(Collected data entries)
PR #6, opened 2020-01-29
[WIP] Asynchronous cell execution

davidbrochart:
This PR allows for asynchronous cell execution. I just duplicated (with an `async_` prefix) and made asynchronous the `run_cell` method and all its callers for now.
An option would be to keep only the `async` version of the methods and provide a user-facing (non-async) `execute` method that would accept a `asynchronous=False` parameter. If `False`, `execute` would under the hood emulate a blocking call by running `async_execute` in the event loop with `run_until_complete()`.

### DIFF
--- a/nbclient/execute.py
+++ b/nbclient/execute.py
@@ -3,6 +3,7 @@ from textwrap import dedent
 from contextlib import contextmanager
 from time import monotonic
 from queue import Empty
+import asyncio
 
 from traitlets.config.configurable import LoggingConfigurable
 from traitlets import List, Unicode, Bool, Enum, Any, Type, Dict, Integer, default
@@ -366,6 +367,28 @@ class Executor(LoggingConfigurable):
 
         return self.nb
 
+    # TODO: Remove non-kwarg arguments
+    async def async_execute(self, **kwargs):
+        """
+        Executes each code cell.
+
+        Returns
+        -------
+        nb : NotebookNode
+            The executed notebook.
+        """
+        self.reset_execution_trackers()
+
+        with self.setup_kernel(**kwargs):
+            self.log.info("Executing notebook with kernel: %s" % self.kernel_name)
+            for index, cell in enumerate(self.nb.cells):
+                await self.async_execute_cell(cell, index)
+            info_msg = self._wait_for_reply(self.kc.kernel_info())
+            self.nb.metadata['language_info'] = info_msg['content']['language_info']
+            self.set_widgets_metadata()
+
* * *
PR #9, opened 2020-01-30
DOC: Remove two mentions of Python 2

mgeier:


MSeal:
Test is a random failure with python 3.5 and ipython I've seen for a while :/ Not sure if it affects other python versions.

* Task goal
Look through the records above for the word "opened". Report how many lines contain it, as a bare number.

* Output for this exercise
2